Use the table below to evaluate d/dx [f[g(2x)]] at x = 1
x 1 2 3 4
f(x) 6 1 8 2
f '(x) 6 1 8 2
g(x) 1 4 4 3
g '(x) 9 5 5 -4
I don't know how to continue with this question. i know [g(2x)]=8...pretty sure
How do you get g(2x)=8 at x=1?
g(2) = 4
Anyway, take a peek here and I think it will become clear. Just be sure to include that final 2 for the g(2x) instead of g(x).
http://www.calculus-help.com/6-table-derivatives/
scroll down to the end.
To evaluate the derivative d/dx [f[g(2x)]] at x = 1, we need to follow the chain rule of differentiation. The chain rule states that if we have a composition of functions, such as f[g(2x)], the derivative can be obtained by multiplying the derivative of the outer function (f') with the derivative of the inner function (g').

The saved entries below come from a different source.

PR #1858, opened 2014-04-18
Redirect with modal open on form error.

DFurnes:
Redirects to page with modal hash in URL if there's a form error (will trigger modal on load with updates in Neue).

### DIFF
--- a/lib/modules/dosomething/dosomething_signup/dosomething_signup.signup_data_form.inc
+++ b/lib/modules/dosomething/dosomething_signup/dosomething_signup.signup_data_form.inc
@@ -223,14 +223,14 @@ function dosomething_signup_data_validate_address($form, &$form_state) {
 
   // Did we not get any results?
   if (in_array('sorry', $formatted_address)) {
-    drupal_goto($_SERVER['REQUEST_URI'], array('fragment' => 'modal-signup-data-form'));
     form_set_error('dosomething_user_validate_address', t('Hmmm, we couldn’t find that address. Please try again.'));
+    drupal_goto($_SERVER['REQUEST_URI'], array('fragment' => 'modal-signup-data-form'));
   }
   // Did it come back from the api as ambiguous? -- Check with the user.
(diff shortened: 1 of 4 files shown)


barryclark:
:+1: !

weerd:
:sun_with_face: :+1:

lib/modules/dosomething/dosomething_signup/dosomething_signup.signup_data_form.inc
```diff
@@ -223,11 +223,13 @@ function dosomething_signup_data_validate_address($form, &$form_state) {
 
   // Did we not get any results?
   if (in_array('sorry', $formatted_address)) {
+    drupal_goto($_SERVER['REQUEST_URI'], array('fragment' => 'modal-signup-data-form'));
```
aaronschachter: Won't this reload the page and the user has to fill out the form again?

DFurnes: Yup, but only on form errors (which would currently reload the page but not include the modal hash at the end).

aaronschachter: The difference for current behavior though is that the form reloads with the user input still filled out (but they do need to figure out to click on the link again).  Not going to keep me up at night or anything, its just something we lose by doing the `drupal_goto`.

DFurnes:
So this isn't great, but it should be fine enough for now. If Drupal outputs a `.messages` class at the top of the page, we copy it into a container in the modal. We lose the user's filled form state

screen shot 2014-04-18 at 1 55 32 pm

DFurnes:
Gonna merge this guy in so that @mikefantini can check it out on staging. This is only a temporary fix until we can run the address validation as a client-side check before submitting the form, so it's a bit messy but not permanent.

barryclark:
Nice job @DFurnes @angaither :+1:

PR #1863, opened 2014-04-18
Makes sure to redirect with modal open (but doesn't lose form state).

DFurnes:
This should let us use the URL fragment to re-trigger the modal after form is submitted, but stop form state from surviving.

/cc @aaronschachter


barryclark:
:+1:

PR #1865, opened 2014-04-18
Uses same arrow as footer in campaign finder.

DFurnes:
Uses arrow from footer in Campaign Finder drop downs for consistency, per conversation in Design HipChat room. Tested in Safari, Chrome, Firefox, IE8, IE9, IE11. :sailboat: 

screen shot 2014-04-18 at 5 45 08 pm

screen shot 2014-04-18 at 5 45 13 pm

Not pictured: same swanky animation we use in the footer drop down. :nail_care:


barryclark:
:+1:

PR #1871, opened 2014-04-21
Signup Data Form: Already submitted

aaronschachter:
Displays the `form_submitted_copy` message on the signup data form if the user has already submitted it, preventing re-submit.

See https://github.com/DoSomething/dosomething/issues/1840#issuecomment-40942430 for details on why previous commits around this functionality/code caused the epic EntityMetadataWrapper error (spoiler: I can't write PHP `define` statements correctly).


blisteringherb:
:+1:

Issue #2094, opened 2014-05-13
[Grouped Campaigns] Add Additional Text fields in the backend


weerd:
The section for Additional Text is missing from the backend content input!

aaronschachter:
On the content type, the `field_additional_text_title` and `field_additional_text` fields are labelled as "Pre-live Copy" and "Pre-live Header": https://github.com/DoSomething/dosomething/commit/927a0ca1ad6593cc94cf04e72f524e10c301f906

@mikefantini Just want to confirm: The additional header/copy should always be visible regardless of the campaign group state (pre-live, live, post-signup).  Correct?

mikefantini:
So we need fields:
- pre_live_title
- pre_live_copy
- post_signup_title
- post_signup_copy
- additional_text_title
- additional_text_copy
- photo for additional text region

The additional text title and copy will always be visible regardless of grouped campaign state.

The pre-live title and copy will only be visible when child campaigns aren't live.

The post-signup title and copy will only be visible _after_ a user has signed up for the grouped campaign.

PR #2103, opened 2014-05-13
Pre Launch fields for Grouped campaigns

aaronschachter:
@angaither Please review.

Refs #2094

Adds pre-launch fields and sets the additional text fields back as "Additional text" fields.  Still needs an additional text image to close the issue.


angaither:
:+1: (drupal)

PR #2106, opened 2014-05-13
Fixes campaign signup button

aaronschachter:
Whoops.  @angaither Please review, this is needed for deploy today.


desmondmorris:
This looks okay but, why not add an optional label parameter to `dosomething_signup_preprocess_signup_button`.  Then you can just call `dosomething_signup_preprocess_signup_button($vars, $label);` without the conditional logic

aaronschachter:
it is an optional parameter... you can see the history here: https://github.com/DoSomething/dosomething/pull/2087/files

The trouble is that the way the campaign form works now, once you save the node edit form, it saves these "extra*" variables with an empty value... so you can't just check if the variable exists or not.

*extra = Values we're saving in the form as variables, as to not add more fields onto the campaign node type.

desmondmorris:
gotcha.  thanks for the context.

Let's break down the steps to calculate the derivative at x = 1:
Step 1: Calculate g(2x)
To find [g(2x)], substitute the value of x into the g(x) function. Since x = 1, we have:
g(2x) = g(2 * 1) = g(2) = 4 (according to the given table)
Step 2: Calculate f[g(2x)]
Now that we know [g(2x)] is equal to 4, we can substitute it into the f(x) function. So, we have:
f[g(2x)] = f[4]
Step 3: Calculate the derivative of f[g(2x)]
To find the derivative of f[g(2x)], we can differentiate the f(x) function with respect to x and substitute the value of [g(2x)] into it.
Since [g(2x)] is equal to 4, we can substitute it into the f'(x) function from the given table:
f'(x) = 1 when x = 4 (according to the given table)
Therefore, d/dx [f[g(2x)]] = 1 when [g(2x)] = 4.
In this case, since [g(2x)] is equal to 4, the derivative evaluated at x = 1 is 1.